- Collected data:
━━━━━━━━━━
PR #860, opened 2026-08-03
Screen passwords against known-compromised values

### LINKED ISSUE #855: Reject known-compromised passwords at registration and password change
## Description

`app/core/security.py::validate_password_strength` only enforces structural rules — length, upper, lower, digit, symbol. That check happily accepts `Password1!`, `Welcome123!`, `Qwerty123!` and similar passwords that sit at the very top of every credential-stuffing wordlist.

Structural complexity rules are a weak signal on their own. NIST SP 800-63B explicitly recommends screening candidate passwords against a list of known-compromised values instead of relying on composition rules.

We already track `password_history` and have `httpx` available, so the plumbing is mostly there.

## Proposed solution

Two complementary layers:

1. **Local blocklist** — an in-repo list of the most common leaked passwords, checked case-insensitively with basic normalisation (leetspeak, trailing digits) so `P@ssw0rd1` is caught too. Also reject passwords that contain the user's email local-part or username.
2. **Have I Been Pwned range API** — k-anonymity lookup: SHA-1 the password, send only the first 5 hex characters, and match the suffix locally. The full password never leaves the process. Must fail open (network error must not lock users out of signup) and be disableable via settings for offline/CI environments.

## Acceptance criteria

- [ ] Common/leaked passwords rejected with a clear, non-leaky error message.
- [ ] Passwords containing the username or email local-part rejected.
- [ ] HIBP checked via k-anonymity; only the 5-char SHA-1 prefix is ever sent.
- [ ] Network failure or timeout fails open and is logged.
- [ ] Feature toggleable via config (default off in tests).
- [ ] Applied to signup, password change, and password reset.
- [ ] Tests, including a mocked HIBP response and a network-failure case.

MOHITKOURAV01:
# Pull Request

## Summary

`validate_password` only checked structure — length, upper, lower, digit, symbol. `Password1!`, `Welcome123!` and `Qwerty123!` all pass that, and all three sit near the top of every credential-stuffing wordlist.

NIST SP 800-63B is explicit that composition rules are the weak option and that screening candidates against known-compromised values is what actually helps. This PR adds that screening in three layers.

---

## Related Issue

Closes #855

---

## Type of Change

- [ ] Bug fix
- [x] New feature
- [x] Documentation update
- [ ] Performance improvement
- [ ] Refactoring
- [ ] UI/UX enhancement
- [x] Tests
- [ ] Other

---

### 1. Local blocklist — `app/core/password_blocklist.py`

An in-repo list of the most commonly observed passwords. Candidates are normalised before comparison, so one entry covers a family of decorated variants:

| Input           | Normalised | Rejected |
| :-------------- | :--------- | :------- |
| `password`      | `password` | yes      |
| `P@ssw0rd`      | `password` | yes      |
| `Password2025!` | `password` | yes      |
| `Welcome123!`   | `welcome`  | yes      |

Normalisation lowercases, applies NFKD folding, strips trailing digits and punctuation, then undoes leetspeak. **Order matters and I got it wrong on the first pass** — folding leetspeak first turns the `2025` in `Password2025!` into letters, leaving nothing for the trailing-noise pattern to strip, so it never matched. The tests caught it; the ordering constraint is now commented in the function.

Because normalisation collapses variants, the list stays small enough to read and review rather than being a multi-megabyte wordlist vendored into the repo. HIBP covers the long tail.

### 2. Personal information

A password containing the user's own username or email local-part is rejected. Tokens under four characters are ignored (a two-letter username would match almost anything) and the email domain is not considered, since every user shares it.

### 3. Have I Been Pwned — `app/services/password_breach_service.py`

k-anonymity range lookup: SHA-1 the password, send **only the first five hex characters**, match the suffix locally. The password never leaves the process and neither does its full hash. `Add-Padding: true` is set so response size leaks nothing. Range responses cache for 24h.

**Fails open.** Timeout, connection error, 5xx and malformed responses are all logged and treated as "no reason to reject". An outage at a third party must not become an outage of our signup form.

### Wiring

`register`, `change_password` and `reset_password` now pass the account's username and email so the personal-information check has context. `reset_password` resolves the user *before* validating for that reason — the token checks that follow are unchanged.

### Test fixtures

Fourteen test files used `Passw0rd!` or `Password123!` as the fixture password. Both are now rejected, so they are updated to a value that is not on a wordlist. This is the change touching the most files, but it is mechanical.

---

## Testing

- [x] Tested locally
- [x] Existing tests pass
- [x] Added new tests
- [ ] UI verified

Additional testing notes:

`tests/test_password_screening.py` — 48 passed. The HIBP transport is mocked throughout; the suite must not depend on a third party being reachable. Coverage includes:

- Normalisation folding, and the guard that an entry never normalises down to `""` (which would reject every password whose core folds away).
- Blocklist hits and misses, including the composition-rule survivors.
- Username/email matching, dotted usernames, the domain-only non-match, and the short-token floor.
- **Privacy**: an explicit assertion that neither the password nor the non-prefix part of its digest appears in the outbound URL.
- Padding is requested.
- Breach counts, the minimum-count threshold, and cache reuse.
- Timeout, connection error, 5xx and malformed-count paths all fail open.
- End-to-end through `validate_password`, including that a HIBP outage does not block registration and that error messages never echo the password.

Regression check on the files whose fixtures changed, compared against a clean `main` worktree:

| File | main | this branch |
| :--- | :--- | :--- |
| `test_auth` | 14 passed | 14 passed |
| `test_users` | 20 passed | 20 passed |
| `test_mfa` | 6 passed | 6 passed |
| `test_refresh_tokens` | 6 passed | 6 passed |
| `test_last_seen` | 3 passed | 3 passed |
| `test_oauth` | 3 passed | 3 passed |
| `test_rbac` | 20 failed, 27 passed | 20 failed, 27 passed |
| `test_organizations` | 9 failed | 9 failed |
| `test_conversations` | 1 failed, 4 passed | 1 failed, 4 passed |
| `test_profile_completion` | 1 failed, 4 passed | 1 failed, 4 passed |
| `test_notifications_events` | 1 failed, 2 passed | 1 failed, 2 passed |
| `test_notification_tasks` | 1 failed, 2 passed | 1 failed, 2 passed |

Identical on both sides — those failures are pre-existing and unrelated (they post to `/organizations/` rather than `/api/organizations/`). No regressions from this change.

---

## Checklist

---

## Additional Notes

**Existing users are unaffected.** Screening runs on password *entry*, not on login, so nobody is locked out of an account whose password is now on the list. Prompting existing users to rotate a compromised password is a separate, larger piece of work.

Both layers can be turned off independently (`ENABLE_PASSWORD_BLOCKLIST`, `ENABLE_HIBP_CHECK`) — see the new section in `docs/security.md` for the full settings table.

### DIFF
--- a/backend/app/core/config.py
+++ b/backend/app/core/config.py
@@ -54,6 +54,33 @@ class Settings(BaseSettings):
 
     PASSWORD_HASH_SCHEME: str = "bcrypt"
 
+    # ----------------------------------------------------------
+    # Password screening
+    # ----------------------------------------------------------
+
+    # Offline blocklist of common/guessable passwords, plus the check that a
+    # password does not simply repeat the user's own username or email.
+    ENABLE_PASSWORD_BLOCKLIST: bool = True
+
+    # Have I Been Pwned range lookup. Off during tests so the suite never
+    # touches the network; the behaviour itself is covered with a mocked
+    # transport.
+    ENABLE_HIBP_CHECK: bool = Field(
+        default_factory=lambda: not (
+            os.getenv("TESTING") == "true" or "pytest" in sys.modules
+        )
+    )
+    HIBP_API_URL: str = "https://api.pwnedpasswords.com/range"
+    HIBP_TIMEOUT_SECONDS: float = 3.0
+
+    # A password is rejected once it has been seen at least this many times.
+    # A count of 1 is often a corpus artefact rather than a password in active
+    # circulation on stuffing lists.
+    HIBP_MIN_BREACH_COUNT: int = 5
+
+    # Range responses are effectively static, so they cache well.
+    HIBP_CACHE_TTL_SECONDS: int = 60 * 60 * 24
+
     # ==========================================================
     # Database
     # ==========================================================
--- a/backend/app/core/password_blocklist.py
+++ b/backend/app/core/password_blocklist.py
@@ -1,0 +1,243 @@
+"""
+Local screening for obviously-guessable passwords.
+
+Composition rules (upper + lower + digit + symbol) are a weak signal on their
+own: ``Password1!``, ``Welcome123!`` and ``Qwerty123!`` all satisfy them and all
+sit near the top of every credential-stuffing wordlist. NIST SP 800-63B
+recommends screening candidates against known-bad values instead of leaning on
+composition alone.
+
+This module is the offline half of that. The network half -- the Have I Been
+Pwned range API -- lives in ``app/services/password_breach_service.py``.
+"""
+
+import re
+import unicodedata
+from typing import Iterable, Optional, Set
+
+# The most frequently observed passwords across public breach corpora, plus the
+# ones this project's own domain invites ("devlink", "github", ...). Entries are
+# stored already normalised (see ``normalise_password``) so lookup is a single
+# set membership test.
+#
+# Deliberately kept small and in-repo rather than shipping a multi-megabyte
+# wordlist: HIBP covers the long tail, and this list only needs to catch the
+# passwords people actually reach for first, including when HIBP is unreachable.
+_RAW_COMMON_PASSWORDS: tuple[str, ...] = (
+    # Classic top-25
+    "123456",
+    "password",
+    "123456789",
+    "12345678",
+    "12345",
+    "1234567",
+    "1234567890",
+    "qwerty",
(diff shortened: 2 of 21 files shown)


MOHITKOURAV01:

| :--- | :--- | :--- | :--- |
━━━━━━━━━━
- PROBLEM TO WORK ON: Restate word for word the entries above, starting at the line with "## Additional Notes" and ending at the line with "piece of work.", inclusive, and no others.

- EXERCISE ANSWER:
## Additional Notes

**Existing users are unaffected.** Screening runs on password *entry*, not on login, so nobody is locked out of an account whose password is now on the list. Prompting existing users to rotate a compromised password is a separate, larger piece of work.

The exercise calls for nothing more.